Stored items:
PR #784, opened 2023-06-09
IEP-976 Test coverage for BigIntDecoder

sigmaaa:
## Description

Added test coverage for BigIntDecoder class. Also, during the test I found bug, so I fixed it in this PR. The bug was in the incorrect decoding of hex, and octal values without a sign.

Fixes # ([IEP-976](https://jira.espressif.com:8443/browse/IEP-976))

## Type of change

## How has this been tested?
BigIntDecoder is using for validating data in the NVS table, so to test it:
- Open the NVS table editor
- Add a new row 
- type some name in a new row and select 'data' as a type 
- select encoding, for example u8 and type hex/oct/dec numbers for example 0xFF - should be ok, 0xFFF - out of range for u8, FF - incorrect format

**Test Configuration**:
* ESP-IDF Version:

- NVS table editor validation input

## Checklist
- [x] PR Self Reviewed
- [x] Applied Code formatting
- [ ] Added Documentation
- [x] Added Unit Test

### DIFF
--- a/bundles/com.espressif.idf.core/src/com/espressif/idf/core/util/BigIntDecoder.java
+++ b/bundles/com.espressif.idf.core/src/com/espressif/idf/core/util/BigIntDecoder.java
@@ -45,7 +45,7 @@ public class BigIntDecoder
 		}
 
 		return hasSign ? new BigInteger(firstChar + stringToDecode.substring(index), radix)
-				: new BigInteger(stringToDecode.substring(index));
+				: new BigInteger(stringToDecode.substring(index), radix);
 	}
 
 }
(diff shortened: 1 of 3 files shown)


bundles/com.espressif.idf.core/src/com/espressif/idf/core/util/BigIntDecoder.java
```diff
@@ -45,7 +45,7 @@ else if (stringToDecode.startsWith("0", index) && stringToDecode.length() > 1 +
 		}
 
 		return hasSign ? new BigInteger(firstChar + stringToDecode.substring(index), radix)
-				: new BigInteger(stringToDecode.substring(index));
+				: new BigInteger(stringToDecode.substring(index), radix);
```
sigmaaa, line 48: the bug was here. Without radix, we can't parse hex, oct values

sigmaaa (commented):
self reviewed

kolipakakondal (commented):
LGTM

PR #788, opened 2023-06-19
IEP-984 org.slf4j.api dependency cannot be resolved

sigmaaa:
looks like org.slf4j.api was removed from the egit dependencies


alirana01 (approved):
LGTM!

Issue #1105, opened 2024-12-28
Unable to install ESP-IDF 5.3.2 via ESP-IDF Manager in Elclipse (IEP-1395)


sim0njo:
**Describe the bug**
Unable to install ESP-IDF from ESP-IDF Manager, tried downloading it, tried using a downloaded version, tried it 10 times
This really annoyes me
Your documentation about installing the ESP-IDF in Eclipse is also like going in circles, missing concise and working procedure !!!

**To Reproduce**
1. Go to 'ESP-IDF manager' in Eclipse
2. Click on 'Add ESP-IDF' -> download ESP-IDF to C:\Espressif -> press Finish
>>>
Selected targets are: esp32c6, esp32h2, esp32s3, esp32c61, esp32c2, esp32c3, esp32c5, esp32, esp32p4, esp32s2
Current system platform: win64
Installing tools: xtensa-esp-elf-gdb, riscv32-esp-elf-gdb, xtensa-esp-elf, esp-clang, riscv32-esp-elf, esp32ulp-elf, cmake, openocd-esp32, ninja, idf-exe, ccache, dfu-util, esp-rom-elfs, qemu-xtensa, qemu-riscv32
Skipping xtensa-esp-elf-gdb@14.2_20240403 (already installed)
Skipping riscv32-esp-elf-gdb@14.2_20240403 (already installed)
Skipping xtensa-esp-elf@esp-13.2.0_20240530 (already installed)
Skipping esp-clang@16.0.1-fe4f10a809 (already installed)
Skipping riscv32-esp-elf@esp-13.2.0_20240530 (already installed)
Skipping esp32ulp-elf@2.38_20240113 (already installed)
Skipping cmake@3.30.2 (already installed)
Skipping openocd-esp32@v0.12.0-esp32-20241016 (already installed)
Skipping ninja@1.12.1 (already installed)
Skipping idf-exe@1.0.3 (already installed)
Skipping ccache@4.10.2 (already installed)
Skipping dfu-util@0.11 (already installed)
Skipping esp-rom-elfs@20240305 (already installed)
Skipping qemu-xtensa@esp_develop_9.0.0_20240606 (already installed)
Skipping qemu-riscv32@esp_develop_9.0.0_20240606 (already installed)

Executing C:\Users\simonjo\AppData\Local\Microsoft\WindowsApps\python3.EXE C:\Espressif\esp-idf-v5.3.2\tools\idf_tools.py install-python-env
Python 3.11.2
[...]

PR #1110, opened 2025-01-08
IEP-1395: Removing system env vars from IDE while executing scripts

alirana01:
## Description

The original bug reported here https://github.com/espressif/idf-eclipse-plugin/issues/1105

Fixes # ([IEP-1395](https://jira.espressif.com:8443/browse/IEP-1395))

## Type of change

## How has this been tested?
Please try to put the system env vars in windows as mentioned on original reported issues and then try to install tools to test if they are getting installed with correct path in the IDE.

**Test Configuration**:
* ESP-IDF Version: any
* OS (Windows,Linux and macOS): all

## Checklist
- [x] PR Self Reviewed
- [x] Applied Code formatting

## Summary by CodeRabbit

- **Logging Improvements**
	- Enhanced logging in tools installation process to capture more detailed status messages.

- **Environment Configuration**
	- Refined environment variable management for IDF tools by removing unnecessary entries.
	- Updated handling of Git executable path in command execution environment.

### DIFF
--- a/bundles/com.espressif.idf.ui/src/com/espressif/idf/ui/tools/ToolsJob.java
+++ b/bundles/com.espressif.idf.ui/src/com/espressif/idf/ui/tools/ToolsJob.java
@@ -349,6 +349,11 @@ public abstract class ToolsJob extends Job
 			Logger.log(environment.toString());
 			environment.put("PYTHONUNBUFFERED", "1"); //$NON-NLS-1$ //$NON-NLS-2$
 			loadIdfPathWithSystemPath(environment);
+			environment.remove(IDFEnvironmentVariables.IDF_PYTHON_ENV_PATH);
+			environment.remove(IDFEnvironmentVariables.ESP_IDF_VERSION);
+			environment.remove(IDFEnvironmentVariables.IDF_PATH);
+			environment.remove(IDFEnvironmentVariables.OPENOCD_SCRIPTS);
+			
 			if (gitExecutablePath != null)
 			{
 				addPathToEnvironmentPath(environment, gitExecutablePath);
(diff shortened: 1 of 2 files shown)


bundles/com.espressif.idf.ui/src/com/espressif/idf/ui/tools/ToolsJob.java
```diff
@@ -349,6 +349,11 @@ protected IStatus runCommandIdfPyInIdfEnv(List<String> arguments, MessageConsole
 			Logger.log(environment.toString());
 			environment.put("PYTHONUNBUFFERED", "1"); //$NON-NLS-1$ //$NON-NLS-2$
 			loadIdfPathWithSystemPath(environment);
+			environment.remove(IDFEnvironmentVariables.IDF_PYTHON_ENV_PATH);
+			environment.remove(IDFEnvironmentVariables.ESP_IDF_VERSION);
+			environment.remove(IDFEnvironmentVariables.IDF_PATH);
+			environment.remove(IDFEnvironmentVariables.OPENOCD_SCRIPTS);
```
sigmaaa, line 355: Hi @alirana01, 

Do you know why these variables are not replaced with the same ones from the idfToolSet (which, as I understand, should have proper environment variables)?

alirana01: So basically the environment here is taken from `System.getEnv()` so it loads the system env. The function where the change was done is actually before these variables are even part of the idfToolSet. This function make sures that the correct variables from the idf export script are loaded into the idfToolSet basically it sits before that. Which is the reason we need to make sure that any of these variables from System environment are not loaded here

kolipakakondal (approved):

ASSIGNMENT: If a line above holds the string "bundles", return it as it stands.

RESULT FOR THIS EXERCISE:
--- a/bundles/com.espressif.idf.core/src/com/espressif/idf/core/util/BigIntDecoder.java
+++ b/bundles/com.espressif.idf.core/src/com/espressif/idf/core/util/BigIntDecoder.java
bundles/com.espressif.idf.core/src/com/espressif/idf/core/util/BigIntDecoder.java
--- a/bundles/com.espressif.idf.ui/src/com/espressif/idf/ui/tools/ToolsJob.java
+++ b/bundles/com.espressif.idf.ui/src/com/espressif/idf/ui/tools/ToolsJob.java
bundles/com.espressif.idf.ui/src/com/espressif/idf/ui/tools/ToolsJob.java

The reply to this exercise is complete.